● **What is required**:
Return the records below from the line containing "PR #5796, opened 2022-06-17" onward, exactly, through and including the last line.

<<<<

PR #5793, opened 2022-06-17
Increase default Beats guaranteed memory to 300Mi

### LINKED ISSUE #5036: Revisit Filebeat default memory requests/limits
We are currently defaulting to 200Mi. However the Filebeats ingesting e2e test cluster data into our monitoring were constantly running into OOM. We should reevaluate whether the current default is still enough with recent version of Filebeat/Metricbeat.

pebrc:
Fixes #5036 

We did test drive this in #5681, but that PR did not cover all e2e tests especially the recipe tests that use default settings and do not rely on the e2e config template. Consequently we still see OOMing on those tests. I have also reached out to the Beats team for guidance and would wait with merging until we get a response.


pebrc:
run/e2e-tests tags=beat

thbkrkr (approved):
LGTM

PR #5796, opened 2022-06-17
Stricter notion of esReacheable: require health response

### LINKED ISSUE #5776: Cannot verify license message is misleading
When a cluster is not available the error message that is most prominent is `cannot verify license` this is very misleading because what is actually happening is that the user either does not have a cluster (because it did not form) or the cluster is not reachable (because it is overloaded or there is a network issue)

>>>>

● **Solution**:
PR #5796, opened 2022-06-17
Stricter notion of esReacheable: require health response

### LINKED ISSUE #5776: Cannot verify license message is misleading
When a cluster is not available the error message that is most prominent is `cannot verify license` this is very misleading because what is actually happening is that the user either does not have a cluster (because it did not form) or the cluster is not reachable (because it is overloaded or there is a network issue)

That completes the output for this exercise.